WHAT YOU ARE ASKED TO DO:
If a line in the records below holds the string "typo", count it; give only the total.

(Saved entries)
═══
PR #2532, opened 2018-08-01
Correct LICENSE typo

ChanHoHo:
Correct typo "2017" to "2018" in LICENSE  @pshipton 

Signed-off-by: ChanHoHo <chanho95@hotmail.com>

### DIFF
--- a/LICENSE
+++ b/LICENSE
@@ -1,6 +1,6 @@
-Product: OpenJ9
+﻿Product: OpenJ9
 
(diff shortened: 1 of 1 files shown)


keithc-ca:
The only change I see (besides the copyright date) is the addition of (what I assume is a byte-order mark) `0xEF 0xBB 0xBF` before the first character.

@ChanHoHo Why do you think we want or need that?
═══
OUTPUT FOR THIS TASK:
2